Elle ne pourrait plus jamais se sentir en sécurité ici.
— Wimarc prétendait m’aimer aussi, dit-elle d’une voix basse. Et il m’a battue jusqu’à ce que je ne puisse plus bouger.
— Mais il ne pensait pas ces mots, lui ! protesta Madoc. J’ai été plus furieux que je ne l’avais jamais été aujourd’hui, et cependant je ne vous ai pas frappée. Je vous le répète, je ne le ferai jamais.
Certes, il n’avait pas levé la main sur elle. Il ne lui avait pas porté de coups, ne l’avait pas jetée à terre, ni fait quoi que ce soit pour la blesser physiquement. Il ne lui avait pas non plus lancé de terribles insultes.
Mais le mal était fait.
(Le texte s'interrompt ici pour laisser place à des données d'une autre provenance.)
PR #1217, opened 2024-11-15
[JN-1479] annotating more services

devonbush:

Adds a new EnforcePortalEnvPermission, and updates the dashboard, note, portal, and siteContent services

1. confirm participant notes still work
2. confirm sitecontent editor still works
3. confirm portal settings still work


MatthewBemis (approved):

connorlbark (changes requested):
I logged in locally as heartdemostaff and could not edit site content - the auth context seems to be returning a null portalEnv

Also, there's an issue with the admin sidebar on the homepage when not a superuser. I think I know why (unrelated to this PR). I'll put up a fix.

connorlbark (approved):
I wasn't able to change portal settings as heartdemostaff - but I think that's intentional, so 👍

PR #1230, opened 2024-11-21
[JN-1506] Fix admin sidebar for non superusers

connorlbark:

Before, going to the homepage of juniper (where you select a portal) would be broken for non-superusers. This is because react will freak out if you `return` early (there can't be any hooks that are conditional - since we had a useEffect between the returns, react didn't like it).

- log in as heartdemostaff
- click "Home" & select portal


MatthewBemis (approved):
Thank you for fixing this!

devonbush (approved):
good catch!

PR #1266, opened 2024-11-21
[JN-1494] gcp deployments (+ docs)

connorlbark:

Also adds the ability to generate documentation with `terraform-docs` and general comments on each file explaining what the file does. I also created a "Production Release" doc: https://broadworkbench.atlassian.net/wiki/spaces/PEARL/pages/3519414286/Production+Deployment+GCP

- n/a, if you wanna see the triggers, go to cloud console, search for triggers, and look at `deploy-juniper`


terraform/gcp/cloud_build_deploy.tf
```diff
@@ -0,0 +1,114 @@
...
+  service_account = "projects/${var.project}/serviceAccounts/${google_service_account.juniper_cloudbuild_service_account.email}"
+
+  substitutions = {
+    _ENV = var.environment
+    _NAMESPACE = var.k8s_namespace
+  }
+
+  approval_config {
+    approval_required = var.environment == "prod" ? true : false
+  }
```
connorlbark, line 117: What I wanted to do was create a manual trigger that could be applied to any tag that matches our semvar tags. However, if you create a manual trigger, it cannot accept regex for the tag name, it can only be a static tag. So I settled for the in-between solution of creating an automatic trigger that requires approval. So, every time we merge a PR & create a new tag, it's gonna create a new job but not actually execute it. We can either accept the job we want to run or manually create a new job on the tag we want.

devonbush (approved):
thanks for creating the new wiki page

MatthewBemis (approved):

Après ce qui s’était passé ce jour-là, elle ne pourrait jamais être sûre qu’il ne passerait pas sa colère sur elle, un jour. Qu’il ne sortirait pasde ses gonds et ne la frapperait pas, que ce soit de ses poings ou de ses paroles.
Ce serait comme marcher chaque jour au bord d’un précipice plein de dangers invisibles qui la guettaient.
Elle avait déjà vécu cet enfer avec Wimarc, et elle s’était juré de ne plus jamais le revivre.
— Laissez-moi, Madoc, dit-elle. Je ne peux supporter d’être près de vous en ce moment.
Il la fixa comme si c’était elle qui l’avait frappé.
— Roslynn…
— Ferez-vous ce que je demande, ou non ?
Frappé de plein fouet par ses paroles, il la quitta sans un mot.
***
Lorsqu’il fut parti, Roslynn se laissa glisser sur le sol de pierre froid et se couvrit le visage de ses mains. Elle savait ce qu’elle devait faire, ce qu’elle s’était juré de faire.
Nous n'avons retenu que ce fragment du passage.